Galore - Michael Crummey [30]
Dodge took it as a sign of God’s favor that the new church hadn’t been burned to the ground before the first services were held. The men who designed and raised the sanctuary were all boat builders and the structure looked like the hull of a ship flipped face down on the Gaze. The eight-foot stained glass window arrived on the vessel bringing the bishop, and Jabez Trim spent the day installing it behind the altar. Dodge had chosen the motif himself: the disciples hauling their nets under the watchful eye of Jesus.
The vicar, the Right Reverend Arthur Waghorne, was an amateur botanist. He barely glanced at the new church before wandering off into the fields behind the building where he spent the better part of the day sketching and collecting specimens on the Gaze. He was accompanied by two soldiers who sat in the grass below him, speculating on their chances of bedding a woman before returning to St. John’s. Arscott was a fifteen-year-old private from Devon, a virgin who labored under the illusion that no one but he knew the truth of the matter. He was next to useless as a soldier, clumsy with his weapons, naive and harmlessly sycophantic in his relations. Arsewipe was his nickname among the enlisted men. Corporal Kinnebrook was four years the boy’s senior. —Paradise Deep, he said. —What does that make you think of, Arsewipe?
—Heaven, is it?
—No, jesus, Kinnebrook said, swiping at his head. —A man of your vast experience on the battlefields of love, Arsewipe. Tell me that doesn’t make you think of fucking. Paradise Deep, he said with a note of reverence. The name alone had given Kinnebrook high hopes for the expedition, but everything he’d seen of the place so far promised disappointment. —I expect we’ll have to jump in the harbor to wet our dicks in this shithole, he said.
By the time Reverend Dodge came up from the church to collect them for the parade the two soldiers were asleep on the grass. —His Majesty’s finest, the vicar said as he kicked the men awake.

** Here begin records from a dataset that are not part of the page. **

PR #1299, opened 2022-04-11
Fix/appimage package

### LINKED ISSUE #1272: Bottles AppImage
cc @azubieta (GitHub doesn’t let me to assign the issue)

Bottles’ Appimage has been deprecated due to several issues. Let me make a small summary:

- packages like p7zip and cabextract are not always found even if they are present (in silverblue yes but Ubuntu and Arch no)
- WINE is unable to find winbind and 32bit dependencies (this may be related to the first point, i.e. that what is installed is not detectable by Bottles)
- Caffe (the default runner in Bottles) requires glibc 2.32 or higher
- for the first releases we used a custom script that did not include dependencies https://github.com/bottlesdevs/Bottles/blob/master/appimage-build.sh
- we switched to Appimage builder, this is the recipe which has the above problems https://github.com/bottlesdevs/Bottles/blob/master/AppImageBuilder.yml

Here is the list of necessary dependencies https://github.com/bottlesdevs/Bottles/wiki/Packaging#dependencies

azubieta:
# Description
Fix AppImage package using appimage-builder. Notice that AppImage were not able to share their runtime (libc, et. al) with external applications until now. In this recipe we are using the very latest appimage-builder which includes support for external modules.

External modules are defined by setting their paths using the environment variable `APPDIR_MODULE_DIR`. Additionally the modules needs to be patched after installation so they can use the AppImage runtime. Use the following script to patch the modules https://gist.github.com/azubieta/202c85f1f5a9e5c6be5cb066fcb2d5e2

**Additional changes need to be made in the Bottles module installation to add the patch mentioned above**

Fixes #(issue)

## Type of change

# How Has This Been Tested?

- Create the build environment described by the Dockerfile
- Build the appimage inside the docker file using `appimage-builder --skip-test`

Closes #1272

### DIFF
--- a/.github/workflows/build_pkgs_unstable.yml
+++ b/.github/workflows/build_pkgs_unstable.yml
@@ -58,7 +58,7 @@ jobs:
         run: |
           mv Bottles-*-x86_64.AppImage Bottles-devel-x86_64.AppImage
           mv Bottles-*-x86_64.AppImage.zsync Bottles-devel-x86_64.AppImage.zsync
-          mv ../com.usebottles.bottles*.deb com.usebottles.bottles-unstable.deb
+          # mv ../com.usebottles.bottles*.deb com.usebottles.bottles-unstable.deb
 
       - name: Upload AppImage to Artifacts
         uses: actions/upload-artifact@v2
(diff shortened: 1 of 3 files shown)


mirkobrombin:
I've restored the old github workflow, should be triggered on merge

mirkobrombin:
I've restored the old github workflow, should be triggered on merge

Issue #1325, opened 2022-04-15
[Bug]: Desktop file does not execute exe if the bottle has a space in its name


emiltang:
## Observed Behavior
When i click a desktop icon with a bottle with a space in its name it only opens the main page bottles

## Expected Behavior
Clicking the icon should run the exe in a bottle

### To Reproduce

1. Create a new bottle with a space in the name
2. Install a program
3. Create a desktop icon
4. Click icon

### Package

From source

### Distribution

Arch

### Health Check

```shell
Display:
    X.org: true
    X.org (port): :0
    Wayland: true
Graphics:
    vendors:
        intel:
            vendor: intel
            envs:
                DRI_PRIME: '1'
            icd: /usr/share/vulkan/icd.d/intel_icd.x86_64.json:/usr/share/vulkan/icd.d/intel_icd.i686.json
    prime:
        integrated: null
        discrete: null
Kernel:
    Type: Linux
    Version: 5.17.3-arch1-1
Distro:
    Name: Arch Linux
    Version: Unknown
Tools:
    cabextract: true
    p7zip: true
    patool: true
    glibc_min: '2.35'
Bottles_envs: null
```

### Display Protocol

Wayland

### Display Backend used by Bottles

Wayland

### Additional context

Pull request incoming in sec

mirkobrombin:
This could actually be a problem. Thanks for reporting

PR #1393, opened 2022-04-30
Change bottle-cli command to use Path

### LINKED ISSUE #1392: [Bug]: Desktop entry doesnt work if bottles name is changed
### Describe the bug

When a bottle is created it gets a name and a path. The name is the thing that;s displayed in the UI, while the path i the name of the wine prefix directory.

When a bottle is renamed only the names is changed. This is fine in my opinion.

The issue is that the desktop entry creator function assumes that the name and path is always the same. This is most defiantly not the case.

### To Reproduce

1. Create a bottle
2. Install an application
3. Change bottle name
4. Create a desktop entry
5. Click new desktop entry in the DE menu

## Expected behavior:
The wine application is launched.

## Observed behavior
Nothing happens

### Package

From source

### Distribution

Arch

### Health Check

```shell
Display:
    X.org: true
    X.org (port): :1
    Wayland: false
Graphics:
    vendors:
        nvidia:
            vendor: nvidia
            envs:
                __NV_PRIME_RENDER_OFFLOAD: '1'
                __GLX_VENDOR_LIBRARY_NAME: nvidia
                __VK_LAYER_NV_optimus: NVIDIA_only
            icd: /usr/share/vulkan/icd.d/nvidia_icd.json
    prime:
        integrated: null
        discrete: null
Kernel:
    Type: Linux
    Version: 5.17.4-arch1-1
Distro:
    Name: Arch Linux
    Version: Unknown
Tools:
    cabextract: true
    p7zip: true
    patool: true
    glibc_min: '2.35'
Bottles_envs: null
```

### Display Protocol

X11

X11

### Additional context

_No response_

emiltang:
# Description
There are many cases where the bottle name and path are not the same. Launching a bottle with CLI requires the bottle path not the bottles name. It only works in the case where they are equal.

Fixes #1392  #1325

## Type of change
- [ *] Bug fix (non-breaking change which fixes an issue)

# How Has This Been Tested?
*    Create a bottle
*    Install an application
*    Change bottle name
*    Create a desktop entry
*    Click new desktop entry in the DE menu
*    Check that application launches correctly

### DIFF
--- a/src/backend/utils/manager.py
+++ b/src/backend/utils/manager.py
@@ -181,7 +181,7 @@ class ManagerUtils:
         with open(desktop_file, "w") as f:
             f.write(f"[Desktop Entry]\n")
             f.write(f"Name={program.get('name')}\n")
-            f.write(f"Exec={cmd} run -p '{program.get('name')}' -b '{config.get('Name')}'\n")
+            f.write(f"Exec={cmd} run -p '{program.get('name')}' -b '{config.get('Path')}'\n")
             f.write(f"Type=Application\n")
             f.write(f"Terminal=false\n")
             f.write(f"Categories=Application;\n")


mirkobrombin:
Thanks for your contribution!

PR #1465, opened 2022-05-14
Formally adopt GNOME CoC

jannuary:
much overdue :p

### DIFF
--- a/CODE_OF_CONDUCT.md
+++ b/CODE_OF_CONDUCT.md
@@ -1,0 +1,126 @@
+# GNOME Code of Conduct
+
+Thank you for being a part of the GNOME project. We value your participation and want everyone to have an enjoyable and fulfilling experience. Accordingly, all participants are expected to follow this Code of Conduct, and to show respect, understanding, and consideration to one another. Thank you for helping make this a welcoming, friendly community for everyone.
+
+## Scope
+
+This Code of Conduct applies to all online GNOME community spaces, including, but not limited to:
+
+ * Issue tracking systems - bugzilla.gnome.org
+ * Documentation and tutorials - developer.gnome.org
+ * Code repositories - git.gnome.org and gitlab.gnome.org
+ * Mailing lists - mail.gnome.org
+ * Wikis - wiki.gnome.org
+ * Chat and forums - irc.gnome.org, discourse.gnome.org, GNOME Telegram channels, and GNOME groups and channels on Matrix.org (including bridges to GNOME IRC channels)
+ * Community spaces hosted on gnome.org infrastructure
+ * Any other channels or groups which exist in order to discuss GNOME project activities
+
+Communication channels and private conversations that are normally out of scope may be considered in scope if a GNOME participant is being stalked or harassed. Social media conversations may be considered in-scope if the incident occurred under a GNOME event hashtag, or when an official GNOME account on social media is tagged, or within any other discussion about GNOME. The GNOME Foundation reserves the right to take actions against behaviors that happen in any context, if they are deemed to be relevant to the GNOME project and its participants.
+
+All participants in GNOME online community spaces are subject to the Code of Conduct. This includes GNOME Foundation board members, corporate sponsors, and paid employees. This also includes volunteers, maintainers, leaders, contributors, contribution reviewers, issue reporters, GNOME users, and anyone participating in discussion in GNOME online spaces.
+
+## Reporting an Incident
+
+If you believe that someone is violating the Code of Conduct, or have
+any other concerns, please [contact the Code of Conduct committee](https://wiki.gnome.org/Foundation/CodeOfConduct/ReporterGuide).
+
+## Our Standards
+
+The GNOME online community is dedicated to providing a positive experience for everyone, regardless of:
+
+ * age
+ * body size
+ * caste
+ * citizenship
+ * disability
+ * education
+ * ethnicity
+ * familial status
+ * gender expression
+ * gender identity
+ * genetic information
+ * immigration status
+ * level of experience
+ * nationality
+ * personal appearance
+ * pregnancy
+ * race
+ * religion
+ * sex characteristics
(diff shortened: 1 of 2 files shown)


TheEvilSkeleton (approved):

mirkobrombin (approved):

Martinligabue (approved):
seems a nice thing

mirkobrombin:
Asked for review to main contributors (excluding translations)

Martinligabue (approved):

francescomasala (approved):

pietrodicaprio (approved):

sonnyp (approved):

alvarlagerlof (approved):

PsykeDady (approved):

comradekingu:
This is the reason I don't contribute to GNOME anymore.

@Martinligabue
I will agree it seems nice, with the greatest possible emphasis on "seems".
This is by design. The trajectory is the same, and it ends up the same.
Meanwhile it wastes time, and it produces disasters with no tangible benefit.

@jannuary 
What does "This also includes repeated subtle and/or indirect discrimination." actually mean, and why is the scope of everything extended to "private conversations"?
What exactly is "sexualized clothing", and where/how is the line drawn?
What makes sexual advances (ipso facto) inappropriate?
What sexual advances are possible if their only redeeming quality is that all of them should be successful?
If the only possible answer is to ask for the permission to flirt, is that how humans operate, anywhere, at any point in time?
What does "The GNOME community prioritizes marginalized people's safety over privileged people's comfort." mean?
Why are those at odds with each-other?
Where does one stop and end, and what system is this denominated in?
Are community members meant to keep an internal list of either group?

If the answer is to not care for what this document actually says, I still wonder why it formulated in such a way.
If it is impossible to tell, I think it opens up the potential for misinterpretation.

Further, why does "the committee" not act on:

>"Reverse"-isms, including "reverse racism," "reverse sexism," and "cisphobia"

>Criticizing racist, sexist, cissexist, or otherwise oppressive behavior or assumptions.

---

I will indulge in the created opportunity to criticise it.
Making the earlier caveat and then following it up with its own mutually exclusive point, twice, is a baffling exercise in logic.
The URL includes "#supporting-diversity", which is by its context removed from the meaning of that word.
There is exclusive discrimination at play here, assuming that irrational fear of heterosexual people doesn't exist, or doesn't matter.
It should be said the term "phobia" is misappropriated from actual phobias in the medical sense, but the use here hinges on the idea that an opposite phobia is real.
Moreover, one can deduce "racism" is also not meant to be all-encompassing, but rather selectively applied from an understanding of … what exactly? My take is that the tautology of adding the word "reverse" is indistinguishable from the original word and its meaning.
The irony is also not lost on adopting the word "sex" to not be inclusive in that same sentence.
At face value, "cissexist" has to be a subset of "sexism" pertaining only to sexism facing men or women, yet that has its own listing. Similarly to those terms, otherwise "transsexist" becomes possible, though that is omitted…
Again one wonders if doing it is somehow different based on not to whom it is done, or the group doing it…
When the group is assumed and the terms made up, it is all a game against someone with all the cards.

The group identifying "oppressive behavior" or even "assumptions" isn't defined, which I take to mean critique in all forms is OK so long as it finds a target in the form of pointing out those. I don't use Twitter, but from what I gather this is the current game played.

When the scope of racism stops being race, and sex starts to also include arbitrary understandings, problems are not solved, but rather created. One of which is that the supposed _equal treatment of all_ necessitates words that are not only counterfactual, but also one would assume counterproductive.
Not that this type of departure from objectivity has ever solved anything, but alas.

I support the Bottles maintainer in saying [this](https://github.com/bottlesdevs/Bottles/pull/661#issuecomment-952747810)
which is a document the GNOME CoC lists as inspiration.

---
For a third time now, a CoC is poised to be implemented here without asking contributors.
Certainly my efforts here are lesser than others, but I am meant to review it how?
Given the ability, I would not put up a document virtue-signalling ideas about inclusion when it is all removed from both ability and concent…
Either give everyone the voice they are claimed to agree with, or drive authoritarianism without the rosy words.
I have no problem about others ultimately being in charge, just be honest about it, and what it is.

What isn't a positive experience is having immutable characteristics listed as paramount to codifying conduct.
"Translators" further don't get a say in the mandated "inclusive language", which is _exactly_ what one would expect.
I refuse to leave a review, because I value all contributors, and contribute to libre software for reasons why this could never enter a libre license.

Similar to the haphazardly written and implemented CoC onto the existing project here before, the GNOME one also comes in endless versions, only it doesn't have versioning. The proposed text here isn't the most recent one at GNOME.
Consider the impetus of just updating a document that speaks on behalf of all people that created the platform on which it is done.

https://lwn.net/Articles/366559/
> While there was talk of voting on whether GNOME should leave the GNU project

https://www.yewtu.be/watch?v=a02fdZZOHlQ

Having over a decade of needing to change _a_ CoC means its earlier permutations were all not sufficient, a message overshadowed by an even longer time without one.
I can only hope to avoid replicating the health of the social GNOME ecosystem, and am happy to report this is the case in all circles I frequent.

In advance — hugs to all. I'll take the ban.

mirkobrombin:
I'm not here to discuss the GNOME CoC or to misinterpret it or read between the lines. For information, criticisms or doubts, I invite you to contact the foundation through the dedicated channels.

The purpose of asking for the revision is more a view and a courtesy. I believe we can proceed safely and I again invite you to discuss these things in the dedicated channels and possibly avoiding assumptions.

pietrodicaprio:
I would like to add a personal opinion on the wall text about "how it _can_ be interpreted": a more detailed CoC express better what is accepted and what isn't. Your idea of "almost empty CoC" allow everyone to make his/her own CoC in his/her mind and say "this is ok in my opinion".
The CoC is made to help the community to not "cross the line" and more clear is the line more safer is the place.

jannuary:
okay

PR #1509, opened 2022-05-23
Replace deprecated <mimetypes> tag in metainfo

JakobDev:
See the [specification](https://www.freedesktop.org/software/appstream/docs/chap-Metadata.html#tag-mimetypes) for reference


mirkobrombin:
Thanks for your contribution

PR #1426, opened 2022-05-06
[WIP] Port to GTK4

jannuary:
Let's get this going. Still very broken and the commits are a mess. Fixes #610, would also port things to new widgetry where possible/or needed.

Checklistt:

- [ ] **python**
  - [x] **misc**
    - [x] remove all gtk_dialog.run's
    - [x] fix InstallerManager.__ask_for_local_resources()
    - [x] running operations are hidden in the main view, no feedback is given to the user

  - [x] **dialogs**
    - [x] crash
    - [x] dlloverrides
    - [x] drives
    - [x] duplicate
    - [x] envvars
    - [x] gamescope
    - [x] generic
    - [x] generic_cli
    - [x] journal
    - [x] onboard
    - [x] rename
    - [x] runargs

  - [x] **views**
    - [x] bottle_dependencies
    - [x] bottle_details
    - [x] bottle_installers
    - [x] bottle_preferences
    - [x] bottle_programs
    - [x] bottle_taskmanager
    - [x] bottle_versioning
    - [x] details
    - [x] importer
    - [x] library
    - [x] list
    - [x] loading
    - [x] new
    - [x] preferences

  - [x] **widgets**
    - [x] component
    - [x] dependency
    - [x] executable
    - [x] importer
    - [x] installer
    - [x] library
    - [x] page
    - [x] program
    - [x] state

  - [x] cli.in (need test)
  - [x] main
  - [x] operation
  - [x] operation_cli
  - [x] window

- [x] **ui**
  - [x] about
  - [x] component-entry
  - [x] dependency-entry
  - [x] details
  - [x] details-bottle
  - [x] details-dependencies
  - [x] details-installers
  - [x] details-preferences
  - [x] details-programs
  - [x] details-versioning
  - [x] dialog-crash-report
  - [x] dialog-dll-overrides
  - [x] dialog-drives
  - [x] dialog-duplicate
  - [x] dialog-env-vars
  - [x] dialog-gamescope
  - [x] dialog-journal
  - [x] dialog-launch-options
  - [x] dialog-rename
  - [x] dialog-run-args
  - [x] dll-override-entry
  - [x] drive-entry
  - [x] env-var-entry
  - [x] importer
  - [x] importer-entry
  - [x] installer-entry
  - [x] library
  - [x] library-entry
  - [x] list
  - [x] list-entry
  - [x] loading
  - [x] new
  - [x] onboard
    - [x] replace bottles-welcome.png draft
  - [x] preferences
  - [x] program-entry
[...]

PR #1565, opened 2022-06-01
Updating the main menu

Knebergish:
It's time to update the main menu items.
In this version, it is proposed to follow the instructions of [Gnome HIG](https://developer.gnome.org/hig/patterns/controls/menus.html#primary-menus) and move the "Preferences" item under the separator. The items "Support us" and "Forums" have been removed, "Documentation" has been renamed to "Help".

On the contrary, I would like to move the "Preferences" item to the very top (because I think this is the most frequently used button in this menu), but who am I to contradict Gnome -_-.


mirkobrombin:
We are making an huge rewrite with #1426

Knebergish:
Good news, thanks!

PR #1622, opened 2022-06-14
fix: appimage test builds

cat-master21:
# Description
First, it Appimage builds failing on Linux Deploy on CI, it also changes the CI to use the latest Ubuntu version instead
of Bionic which does not have gtk4. It also uploads the appimage for example, say, you wanted to test something on a
different branch.

## Type of change
- [x] This change requires a documentation update (alert users that appimages are available)

# How Has This Been Tested?
Log of a run: https://github.com/cat-master21/Bottles/runs/6891750436?check_suite_focus=true
A AppImage available at: https://github.com/cat-master21/Bottles/actions/runs/2499291902 :rocket:!!!

### DIFF
--- a/.github/workflows/test_appimage_build.yml
+++ b/.github/workflows/test_appimage_build.yml
@@ -13,7 +13,7 @@ jobs:
 
       - name: Install Packages
         run: |
-          sudo apt-get install python3-pip python-dev build-essential gettext git libgtk-4-dev -y
+          sudo apt-get install python3-pip python-dev-is-python3 build-essential gettext git libgtk-4-dev -y
           sudo pip3 install --upgrade pip
           sudo pip3 install meson
           sudo pip3 install ninja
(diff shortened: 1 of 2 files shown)


cat-master21:
Here is a picture of boot:
Screenshot from 2022-06-14 19-03-48

mirkobrombin:
Hi thanks for your contribution. I'm sorry but we already have a new GitHub workflow using Appimage builder: https://github.com/bottlesdevs/Bottles/blob/master/.github/workflows/build_pkgs_unstable.yml

We are [working](https://github.com/bottlesdevs/Bottles/issues/1272) to make it works and it's almost done. The [appimage-build.sh](https://github.com/bottlesdevs/Bottles/blob/master/appimage-build.sh) script is a old-bad-practice we used to build the Appimage and it's still there only for development purposes.

PS. libadwaita is a new core dependency since 2022.6.14, so it should be installed too.

Again, I'm sorry to have to "reject" your work. Thanks again <3

PR #1638, opened 2022-06-15
details: fix title buttons position

nahuelwexd:
# Description
In the details screen, the title buttons were **always** displayed in the content pane. This is not a problem with GNOME's default decoration layout (`appmenu:close`), but in DEs like elementary or KDE, this brings an appearance that is perhaps not as expected:

imagen  
imagen

This PR allows any controls that need to be displayed in the sidebar panel to do so seamlessly:

imagen  
imagen

## Type of change


jannuary:
This breaks when folded, doesn't it?

nahuelwexd:
> This breaks when folded, doesn't it?

Yes, marking as draft to fix it

PR #1645, opened 2022-06-16
chore: cleanup unused appimage building method

cat-master21:
# Description
AppImages used to be built by a shell script but now Bottles's AppImage is built by AppImage-Builder so the old method is no longer needed. This old method is also very broken.

## Type of change
- [x] Cleanup (Old files/code that can be removed without changing anything)


mirkobrombin:
I keep using this (need to be updated) for development purposes.

PR #1665, opened 2022-06-22
Improve terminal emulator priorities

jtojnar:
# Description
Until [XDG Terminal Intent](https://gitlab.freedesktop.org/xdg/xdg-specs/-/merge_requests/46) specification is widely supported, we can only guess what terminal emulator the user prefers.
Let’s look for third-party programs first, since those had to be installed explicitly by the user, and xterm last, as it tends to be present as a fallback.

## Type of change

# How Has This Been Tested?
- [ ] Test A
- [ ] Test B

### DIFF
--- a/src/backend/utils/terminal.py
+++ b/src/backend/utils/terminal.py
@@ -36,18 +36,22 @@ class TerminalUtils:
     }
 
     terminals = [
+        # Part of Flatpak package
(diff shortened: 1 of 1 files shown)


mirkobrombin:
Makes sense, thanks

The parade began at the steps of the new sanctuary and wound its way through the footpaths of Paradise Deep, past the stores of Spurriers’ Premises as far as Mrs. Gallery’s droke and back again to Selina’s House where food and drink was set up on long tables in the garden. The Reverend Waghorne was at the head of the procession on King-me’s piebald mare, Dodge walking at the horse’s shoulder. The Navy officer, a mutton-chopped Scot named Goudie, marched directly behind them. The clergymen led hymns for the people in their wake. Olive Trim aboard her truckley at the rear, holding Martha Jewer’s orphan boy in her lap, the wooden cart pulled along by a Newfoundland. The soldiers were marshaled in two groups at either side of the procession and they kept a wary eye on the Catholics gathered in clusters to watch the parade. They followed at a discreet distance when the turn was made for Selina’s House and watched their manners, not willing to miss a chance at the spread laid on for the celebration.
A pig and two sheep turned on spits over an open fire outside Selina’s House and new potatoes roasted in the coals. There was partridge and rabbit stew and vegetables dipped in flour and fried with butter, roasted goose and turr, boiled puddings with raisins and fresh berries with cream for dessert. There was no fish of any description to be had and that absence was another sign of their newfound prosperity. That eating the bounty of the sea was a choice rather than a necessity.